The Mustang scout who never quit: Injured Cav troop has no regrets
April 3, 2008
FORT HOOD, Texas - Just about every Soldier in the 1st Cavalry Division who comes back from Iraq gets to march across Cooper Field here on Fort Hood as part of the welcome home ceremony.
After two trips to Iraq, numerous injuries, months of rehab and two Purple Hearts, Sgt. 1st Class Carl Pasco has yet to walk across Cooper Field with his troops.
In June, 2004, during his first tour of duty in Iraq, then Staff Sgt. Pasco was conducting what began as a routine patrol through the area he and his platoon were assigned to in Baghdad.
Within a blink of an eye, a huge explosion ripped through his vehicle damaging his right leg and face severely enough to take him out of the fight for the next 11 months.
"I was out cold for three days," Pasco said.
Once he awoke, Pasco began the recovery process that would take over nine months to complete. On top of his injuries, Pasco also found out he had an arrhythmia, an irregular beating of the heart, and was also later in a severe car collision while he was going to a funeral in Indiana for one of his Soldiers who was killed in the explosion.
After months and months of rehabilitation and turning a blind eye to pain and restrictions, Pasco was finally allowed to return to full duty.

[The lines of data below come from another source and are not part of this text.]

PR #505, opened 2016-11-21
Pba 4760

pcaseooyala:
Enabled user specification of scrubber color via skin.json.  Added a _customizeScrubber function to bottomOverlay.js that is called by _renderProgressScrubber.  _customizeScrubber defines the scrubber style with the scrubberHandleColor and scrubberHandleBorderColor from skin.json.


sdk/react/bottomOverlay.js
```diff
@@ -117,13 +117,20 @@ var BottomOverlay = React.createClass({
     var topOffset = this._renderTopOffset(scrubberSize);
     var leftOffset = this._renderLeftOffset(scrubberSize, percent, progressBarWidth);
     var positionStyle = {top:topOffset, left:leftOffset};
+    var scrubberStyle = this._customizeScrubber();
 
     return (
-      <View style={[styles.progressScrubber, positionStyle,{width:scrubberSize, height:scrubberSize}]}>
```
lental, line 122: can we delete progressScrubber style?

pcaseooyala: Do you mean "progressScrubber" style in bottomOverlayStyles.json?  I believe we can since this fix is defining the progressScrubber style inline.

lental: yeah the style in the .json file.  if we can delete it, we should.  alternatively, you can keep it (only remove the color parts), and define the coloring styles inline.  either way is good

sdk/react/bottomOverlay.js
```diff
@@ -117,13 +117,20 @@ var BottomOverlay = React.createClass({
...
+      <View style={[scrubberStyle, positionStyle,{width:scrubberSize, height:scrubberSize}]}>
       </View>
       );
   },
 
+  _customizeScrubber: function() {
+    var scrubberStyle = {flex: 0, position: "absolute", backgroundColor: this.props.config.controlBar.scrubberBar.scrubberHandleColor,
```
lental, line 129: In retrospect, this will break when people use an old "Skin.json". file.  

Is there any chance we can log an error  in react-native, if scrubberHandleColor and scrubberHandleBorderColor do not exist, we can raise an error, saying "controlBar.scrubberBar.scrubberHandleBorderColor not defined in your skin.json. update your skin.json file to the latest provided file, or add this to your skin.json"?  I don't know if we have any historical precedent for this, but this will happen often for people and we should have some warning

pcaseooyala: Another idea is to set default color values if scrubberHandleColor and scrubberHandleBorderColor are not defined.

pcaseooyala: I checked in a fix that logs error messages, but that will generate a lot of messages since it will log every time the scrubber is rendered.

PR #506, opened 2016-11-21
Pba 4760

pcaseooyala:
Added function bottomOverlay._customerScrubber to define the scrubber style.  It gets scrubberHandleColor and scrubberHandleBorderColor from skin.json, and it sets the other style values to default values.  Removed progressScrubber style from bottomOverlayStyles.json since it is no longer used.

If scrubberHandleColor and scrubberHandleBorderColor are not defined in skin.json, default values are used, and error messages are logged.


sdk/react/bottomOverlay.js
```diff
@@ -126,8 +127,18 @@ var BottomOverlay = React.createClass({
   },
 
   _customizeScrubber: function() {
-    var scrubberStyle = {flex: 0, position: "absolute", backgroundColor: this.props.config.controlBar.scrubberBar.scrubberHandleColor, 
-    borderRadius: 900, borderWidth: 1.5, borderColor: this.props.config.controlBar.scrubberBar.scrubberHandleBorderColor};
+    var scrubberHandleColor = this.props.config.controlBar.scrubberBar.scrubberHandleColor;
+    var scrubberHandleBorderColor = this.props.config.controlBar.scrubberBar.scrubberHandleBorderColor;
+    if (typeof scrubberHandleColor === "undefined") {
+      Log.error("this.props.config.controlBar.scrubberBar.scrubberHandleColor is not defined in your skin.json.  Please update your skin.json file to the latest provided file, or add this to your skin.json");
```
lental: customer will not know of this.props.config.  IMHO it would be more clear if we said controlBar.scrubberBar.scrubberHandleColor

pcaseooyala: I was wondering about that!  I'll make the changes.

lental:
lgtm. Thanks!

PR #1395, opened 2020-08-25
Fix COMRetryObjectWrapper

njwhite:
Currently it doesn't work with pywin32 COM generated dynamic dispatch, as the generated classes are subclasses of `CoClassBaseClass` and the code just tests for `is CDispatch` (generic dynamic dispatch). I've widened the check to DispatchBaseClass to cover this too.

### DIFF
--- a/xlwings/_xlwindows.py
+++ b/xlwings/_xlwindows.py
@@ -22,7 +22,7 @@ import types
 from ctypes import oledll, PyDLL, py_object, byref, POINTER, windll
 
 import pythoncom
-from win32com.client import Dispatch, CDispatch, DispatchEx
+from win32com.client import Dispatch, CoClassBaseClass, DispatchEx, DispatchBaseClass
 import win32timezone
 import win32gui
 import win32process
@@ -64,10 +64,9 @@ class COMRetryMethodWrapper:
         while True:
             try:
                 v = self.__method(*args, **kwargs)
-                t = type(v)
-                if t is CDispatch:
+                if isinstance(v, (CoClassBaseClass, DispatchBaseClass)):
                     return COMRetryObjectWrapper(v)
-                elif t is types.MethodType:
+                elif type(v) is types.MethodType:
                     return COMRetryMethodWrapper(v)
                 else:
                     return v
@@ -118,10 +117,9 @@ class COMRetryObjectWrapper:
         while True:
             try:
                 v = getattr(self._inner, item)
-                t = type(v)
-                if t is CDispatch:
+                if isinstance(v, (CoClassBaseClass, DispatchBaseClass)):
                     return COMRetryObjectWrapper(v)
-                elif t is types.MethodType:
+                elif type(v) is types.MethodType:
                     return COMRetryMethodWrapper(v)
                 else:
                     return v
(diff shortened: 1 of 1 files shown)


njwhite:
nb: fixes #1395

fzumstein:
This gives me the following error:

Edit a cell while running this code:

```
import xlwings as xw
xw.sheets.active['A1'].value = 123
```

Then, when you stop editing the cell, you'll get: 

```
  File "C:/Users/felix/Dev/xlwings/scratch.py", line 3, in <module>
    xw.sheets.active['A1'].value = 123
  File "C:\Users\felix\Dev\xlwings\xlwings\main.py", line 1570, in value
    conversion.write(data, self, self._options)
  File "C:\Users\felix\Dev\xlwings\xlwings\conversion\__init__.py", line 42, in write
    pipeline(ctx)
  File "C:\Users\felix\Dev\xlwings\xlwings\conversion\framework.py", line 63, in __call__
    stage(*args, **kwargs)
  File "C:\Users\felix\Dev\xlwings\xlwings\conversion\standard.py", line 61, in __call__
    self._write_value(ctx.range, ctx.value, scalar)
  File "C:\Users\felix\Dev\xlwings\xlwings\conversion\standard.py", line 49, in _write_value
    rng.raw_value = value
  File "C:\Users\felix\Dev\xlwings\xlwings\main.py", line 1175, in raw_value
    self.impl.raw_value = data
  File "C:\Users\felix\Dev\xlwings\xlwings\_xlwindows.py", line 744, in raw_value
    self.xl.Value = data
  File "C:\Users\felix\Miniconda3\lib\site-packages\win32com\client\dynamic.py", line 565, in __setattr__
    self._oleobj_.Invoke(entry.dispid, 0, invoke_type, 0, value)
pywintypes.com_error: (-2147352567, 'Exception occurred.', (0, None, None, None, 0, -2146777998), None)

```

njwhite:
@fzumstein lots of places [create `Dispatch` objects](https://github.com/xlwings/xlwings/blob/fa6018ade4d7ca3e27c2032232a038614bcfed6b/xlwings/udfs.py#L270) without wrapping them so I've pushed a commit to make the constructors more defensive.

fzumstein:
@njwhite how can I replicate a situation that fails with the current implementation?

njwhite:
Didn’t you just have one in your previous comment? The COM retry wrapper is barely used as it is - if you replace the implementation of _ensure_com_wrapped with just an assert-instanceof check it triggers just about everywhere.

 Try running the usual test suite on a very slow file share to see if that makes it more obvious? That makes Excel block for long periods when doing IO and so is more likely to reject xlwings COM calls, I think.

fzumstein:
right, but this case is properly handled on master - I'd be interested in replicating a case that fails on master.

fzumstein:
@njwhite  I'd suggest #1398 instead, simply re-introducing `CDispatch`. Let me know what you think.

njwhite:
@fzumstein adding CDispatch is a good idea but you still need the defensive checks in the constructor or the synchronous COM retry object will silently get dropped in some places.

fzumstein:
@fzumstein Are you able to replicate the issues with #1398?

fzumstein:
I am closing this for now as I merged your original PR fixed for CDispatch. We can get back to this any time when I can replicate the issue.

Issue #1396, opened 2020-08-26
conda version check fails with space in path


fzumstein:
see #1389

PR #1397, opened 2020-08-26
Prevent zombie processes after running app.quit()

fzumstein:
Currently, running the following leaves a zombie process:

```
>>> app = xw.App()
>>> app.quit()
```

This is only cleaned up after properly quitting the python process, leaving it around hanging forever if e.g. the command prompt is closed directly.

### DIFF
--- a/xlwings/_xlwindows.py
+++ b/xlwings/_xlwindows.py
@@ -313,6 +313,10 @@ class App:
             self._xl = get_xl_app_from_hwnd(self._hwnd)
         return self._xl
 
+    @xl.setter
+    def xl(self, value):
+        self._xl = value
+
     api = xl
 
     @property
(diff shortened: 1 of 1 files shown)


wkschwartz:
The [changelog for this item](https://docs.xlwings.org/en/stable/whatsnew.html#v0-20-5-aug-27-2020) links #1396 instead of #1397

fzumstein:
@wkschwartz, fixed, thanks!

czluo:
I am using xlWings Version: 0.20.8. I ran the code above and found that the zoombie process still existed. I have to run "app.kill()" instead to end the process. Is this problem coming up again?

fzumstein:
please open an issue with a code sample to replicate.

PR #1398, opened 2020-08-28
Fix COMRetryObjectWrapper II

fzumstein:
replacing #1395


yzgeqiping:
Why do I get an error when using "@xw.ret(expand='table')"?    ，AttributeError:Range.CLSID   raise AttributeError("%s.%s"(self._username_,attr))  File......

fzumstein:
@yzgeqiping that's been introduced with 0.20.0 - opened a new issue for this:  #1404

fzumstein:
@yzgeqiping see solution under #1404

PR #1434, opened 2020-10-12
introduced "caller" argument for UDFs

fzumstein:
So far, the easiest way to get to the caller object in the form of an xlwings range object was along these lines:

```python
import xlwings as xw
from xlwings import xlplatform

@xw.func
@xw.arg('xl', vba='Application')
def get_caller_address(xl):
    return xw.Range(impl=xlplatform.Range(xl=xl.Caller)).address
```

This can now be done by introducing the `caller` argument:

```python
import xlwings as xw

@xw.func
def get_caller_address(caller):
    return caller.address
```

On the Excel side, argument with the name `caller` will be hidden, so this function will have 0 arguments. That's a breaking change, but should have minimal impact as I don't expect many users to have an existing argument called `caller`. In any case, it's easily fixable by renaming existing arguments into something else.

### DIFF
--- a/xlwings/udfs.py
+++ b/xlwings/udfs.py
@@ -425,6 +425,13 @@ def call_udf(module_name, func_name, args, this_workbook=None, caller=None):
     is_dynamic_array = ret_info['options'].get('expand')
     xw_caller = Range(impl=xlplatform.Range(xl=caller))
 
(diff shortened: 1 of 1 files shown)


Colin-b:
Nice ! I had to add the application as a parameter and retrieve caller on the application. 

Does it means it will also work for async threading mode ?

PR #1444, opened 2020-10-30
Remove comtypes requirement

### LINKED ISSUE #1443: Drop comtypes requirement
On Windows, xlwings has required comtypes since at least version v0.9.0 (588f0f5634eeefeb) until at least the current master (dceeedd). After looking at it carefully, I think this may be unnecessary. The cost of requiring an unnecessary library is added time in installation under normal set ups and added complexity and size in packaging and distribution (see, e.g., #625, which is quite similar to my use case). Very shortly I will send a PR to accomplish my recommended changes.

The only imports from comtypes are `IUnknown` and `IDispatch`:

https://github.com/xlwings/xlwings/blob/dceeeddff6411f59593f72183b592346ce946e87/xlwings/_xlwindows.py#L29-L30

# `IUnknown`

`IUnknown` is only used in `comtypes_to_pywin()` in case the `interface` argument is not set:

https://github.com/xlwings/xlwings/blob/dceeeddff6411f59593f72183b592346ce946e87/xlwings/_xlwindows.py#L196-L202

But `comtypes_to_pywin` is only called once, in `get_xl_app_from_hwnd()`, with the `interface` argument set to `IDispatch`.

https://github.com/xlwings/xlwings/blob/dceeeddff6411f59593f72183b592346ce946e87/xlwings/_xlwindows.py#L217-L225

Thus

https://github.com/xlwings/xlwings/blob/dceeeddff6411f59593f72183b592346ce946e87/xlwings/_xlwindows.py#L200-L202

could be replaced as

```python
    return _PyCom_PyObjectFromIUnknown(ptr, byref(IDispatch._iid_), True)
```

with `comtypes_to_pywin` no longer taking an `interface` argument.

So the import of **`IUnknown` can be removed completely** without changing a thing.

# `IDispatch`

`IDispatch` is used only in `get_xl_app_from_hwnd()` as shown above and from `accessible_object_from_window()`:

https://github.com/xlwings/xlwings/blob/dceeeddff6411f59593f72183b592346ce946e87/xlwings/_xlwindows.py#L188-L193

(`accessible_object_from_window()` is called only from `get_xl_app_from_hwnd()` as shown above and from `is_hwnd_xl_app()`, where nothing is done with the returned pointer.)

So it looks like there is one use of `ctypes.POINTER(IDispatch)` and there are two uses of `ctypes.byref(IDispatch._iid_)`.

## `ctypes.POINTER(IDispatch)`

Correct me if I'm wrong, but I believe this declares a pointer to a structure, and, from the [code defining `IDispatch`](https://github.com/enthought/comtypes/blob/31d05e55ed67ebcd6e48fe52deb5bfea0c4cfb2f/comtypes/automation.py#L677-L694), it looks like the structure has no [`_fields_`](https://docs.python.org/3/library/ctypes.html#ctypes.Structure._fields_). `IDispatch` inherits from our friend `IUnknown`, which also [defines](https://github.com/enthought/comtypes/blob/31d05e55ed67ebcd6e48fe52deb5bfea0c4cfb2f/comtypes/automation.py#L677-L694) no `_fields_`. (The metaclass for `IUnknown` is defined [here](https://github.com/enthought/comtypes/blob/31d05e55ed67ebcd6e48fe52deb5bfea0c4cfb2f/comtypes/__init__.py#L221-L823); notice that `IUnknown._case_insensitive_` is set to `False`.)

Moreover, the pointer produced by `POINTER(IDispatch)` is only ever passed directly to `oleacc.AccessibleObjectFromWindow` (shown above) and to [`pythoncom.PyCom_PyObjectFromIUnknown`](https://github.com/mhammond/pywin32/blob/2a148e1f982d3bc7fe4b424fd733b7ae2315af78/com/win32com/src/include/PythonCOM.h#L249-L262). Being C++ functions and being called through ctypes suggests to me that `AccessibleObjectFromWindow` and `PyCom_PyObjectFromIUnknown` really only care about the memory address contained in the pointer and, for the `byref` use, the memory address at which it is stored, not any of its Python metadata it might gain by coming from `POINTER(IDispatch)` rather than [`ctypes.c_void_p`](https://docs.python.org/3/library/ctypes.html#ctypes.c_void_p). I.e., it's not like there's any type checking happening.

So I would argue that `POINTER(IDispatch)()` can be replaced with `ctypes.c_void_p()` and a comment linking to [`IDispatch`'s documentation](https://docs.microsoft.com/en-us/windows/win32/api/oaidl/nn-oaidl-idispatch).
 
## `ctypes.byref(IDispatch._iid_)`

`IDispatch._iid_` is [defined here](https://github.com/enthought/comtypes/blob/31d05e55ed67ebcd6e48fe52deb5bfea0c4cfb2f/comtypes/automation.py#L678). Can this be replaced with the following? It's just the essentials from [here](https://github.com/enthought/comtypes/blob/31d05e55ed67ebcd6e48fe52deb5bfea0c4cfb2f/comtypes/GUID.py#L1-L35).

```python
import ctypes

class _GUID(ctypes.Structure):
    # https://docs.microsoft.com/en-us/openspecs/windows_protocols/ms-dtyp/49e490b8-f972-45d6-a3a4-99f924998d97
    _fields_ = [
        ("Data1", ctypes.c_ulong),
        ("Data2", ctypes.c_ushort),
        ("Data3", ctypes.c_ushort),
        ("Data4", ctypes.c_byte * 8)]

_IDISPATCH_GUID = GUID()
ctypes.oledll.ole32.CLSIDFromString("{00020400-0000-0000-C000-000000000046}", ctypes.byref(_IDISPATCH_GUID))
```

Then the two instances of `byref(IDispatch._iid_)` could be replaced with `byref(_IDISPATCH_GUID)`.

wkschwartz:
Fixes #1443

What's missing:
- A news item for `docs/whatsnew.rst` because I'm not sure how you handle in-development items.
- I didn't touch the `docs/locales/**/*.po` files that popped up with `git grep --files-with-matches comtypes` because they look old and I don't know how to use them anyway.
- I haven't added or changed any tests because what's to test?
- I haven't run the tests because I'm on my mac today and I'm hoping your CI will just do it.

### DIFF
--- a/docs/installation.rst
+++ b/docs/installation.rst
@@ -49,7 +49,7 @@ To call Excel from Python, you don't need an add-in. Also, you can use a single 
 Dependencies
 ------------
 
-* **Windows**: ``pywin32``, ``comtypes``
+* **Windows**: ``pywin32``
 
 * **Mac**: ``psutil``, ``appscript``
 
--- a/docs/license.rst
+++ b/docs/license.rst
@@ -249,34 +249,6 @@ LIABILITY, WHETHER IN CONTRACT, STRICT LIABILITY, OR TORT (INCLUDING
 NEGLIGENCE OR OTHERWISE) ARISING IN ANY WAY OUT OF THE USE OF THIS
 SOFTWARE, EVEN IF ADVISED OF THE POSSIBILITY OF SUCH DAMAGE. 
 
-comtypes (Windows only)
-***********************
-
-This software is OSI Certified Open Source Software.
-OSI Certified is a certification mark of the Open Source Initiative.
-
-Copyright (c) 2006-2013, Thomas Heller.
-Copyright (c) 2014, Comtypes Developers.
-All rights reserved.
-
-Permission is hereby granted, free of charge, to any person obtaining a copy
-of this software and associated documentation files (the "Software"), to deal
-in the Software without restriction, including without limitation the rights
-to use, copy, modify, merge, publish, distribute, sublicense, and/or sell
-copies of the Software, and to permit persons to whom the Software is
-furnished to do so, subject to the following conditions:
-
-The above copyright notice and this permission notice shall be included in
-all copies or substantial portions of the Software.
-
-THE SOFTWARE IS PROVIDED "AS IS", WITHOUT WARRANTY OF ANY KIND, EXPRESS OR
-IMPLIED, INCLUDING BUT NOT LIMITED TO THE WARRANTIES OF MERCHANTABILITY,
-FITNESS FOR A PARTICULAR PURPOSE AND NONINFRINGEMENT. IN NO EVENT SHALL THE
-AUTHORS OR COPYRIGHT HOLDERS BE LIABLE FOR ANY CLAIM, DAMAGES OR OTHER
-LIABILITY, WHETHER IN AN ACTION OF CONTRACT, TORT OR OTHERWISE, ARISING FROM,
-OUT OF OR IN CONNECTION WITH THE SOFTWARE OR THE USE OR OTHER DEALINGS IN
-THE SOFTWARE.
-
 psutil (macOS only)
 *******************
 
--- a/setup.py
+++ b/setup.py
@@ -18,7 +18,7 @@ if sys.platform.startswith('win'):
         pywin32 = 'pywin32 >= 224'
     else:
         pywin32 = 'pywin32'
-    install_requires = ['comtypes', pywin32]
+    install_requires = [pywin32]
     # This places dlls next to python.exe for standard setup and in the parent folder for virtualenv
     data_files = [('', glob.glob('xlwings*.dll'))]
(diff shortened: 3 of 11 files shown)


fzumstein:
This looks awesome! Yes, definitely a good move also in light of [this](https://github.com/enthought/comtypes/issues/216). There are no unit tests for this functionality. Instead, the following has to be tested manually (which I did and I couldn't find any issues):

* Call `RunPython` with an Excel workbook from an untrusted location, e.g. downloaded from the Internet
* Open the same workbook in two instances of Excel and make sure `RunPython` still works on the correct workbook

wkschwartz:
Great. What remains to be done before merger? Anything for `docs/whatsnew.rst` or `docs/locales/**/*.po`?

fzumstein:
Nothing to be done, I'll take care of that before release.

When the time came for another rotation, Headquarters and Headquarters Company's top noncommissioned officer and Pasco's supervisor, 1st Sgt. John Aldrich, gave him an opportunity to lead a platoon. Instead of a scout platoon he was familiar with, he took over as the noncommissioned officer in charge of the mortar platoon.
According to Aldrich, Pasco immersed himself into the job by training constantly with his new troops and getting to know them individually. During the push to get ready for the next deployment, word came down that the mortar platoon would serve as the personal security detail for the 1st Battalion, 8th Cavalry Regiment's commander, Lt. Col. Jeffrey Sauer, and their top NCO, Command Sgt. Maj. Horace Gilbert.
The battalion deployed with the rest of the 2nd Brigade Combat Team, 1st Cavalry Division but was sliced off and sent further west to supplement the 2nd Brigade, 2nd Infantry Division headquartered on Forward Operating Bases Rustimaya and Loyalty.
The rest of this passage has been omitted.